Comment se fait-il que nous en soyons arrivés à une situation de déprise, de dépossession, d'impuissance publique telle que nous ayons fini par nous résigner, presque par nous habituer à des situations aussi terribles ? C'est l'incapacité de l'État à laisser travailler les entreprises, à laisser produire, à laisser agir ceux qui font, à laisser créer, à laisser créer de la valeur et de l'emploi.
C'est cette décroissance organisée que tu évoquais, cher Hervé, que nous voyons dans l'industrie pharmaceutique, que nous avons vécu avec la guerre en Ukraine lorsque nous nous sommes rendus compte que nos forces armées n'auraient pas 3 jours de munitions pour faire face à un conflit de haute intensité. C'est cette question de l'agriculture que tu soulevais, puisque nous sommes à la fête de la pomme. Chers amis, je me suis replongé dans les statistiques de la pomme. Je me suis dit, c'est l'exemple le plus approprié. Est-ce que vous saviez que la France a perdu 1,5 hectare de production de pommes par jour pendant les 10 dernières années ? Par jour.

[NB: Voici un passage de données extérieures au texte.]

PR #566, opened 2023-06-27
ENH - make ``get_next`` a regular solver method

### LINKED ISSUE #564: FEAT - change ``get_next`` to a regular method instead of ``staticmethod`
## Context

I'm in a situation where I would like to set the ``n_iter`` growth rate depending on
- the actual solver parameters
- the pass-in dataset

For instance, I have a Solver that can be run using either coordinate descent or L-BFGS. However,
L-BFGS requires fewer iterations (~50) compared to coordinate descent (~n_features) to converge.

Therefore, I get either a figure with many juxtaposed points or a figure that drops to the suboptimality in one iteration.

The current design provides the static method ``get_next`` to define how ``n_iter`` is updated.
However, it sets it regardless of the parameters and the dataset.

## Considered alternatives

Currently, I tweak it to get nicely sampled figures. But, it's (almost) impossible when the range size of the dataset is large or the solvers require an excentric number of iterations.

## Suggestion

Et parfois, on accuse l'Europe d'être responsable de ses malheurs. Mais j'étais il y a quelques jours pour aller faire une intervention en Italie où j'avais été invité dans le nord de l'Italie. J'ai été fasciné en traversant le nord de l'Italie de l'intensité de la production arboricole, de voir ces champs de vergers, ces champs entiers que malheureusement, nous avons des paysages auxquels malheureusement nous avons fini par voir disparaître dans bien des régions de notre pays.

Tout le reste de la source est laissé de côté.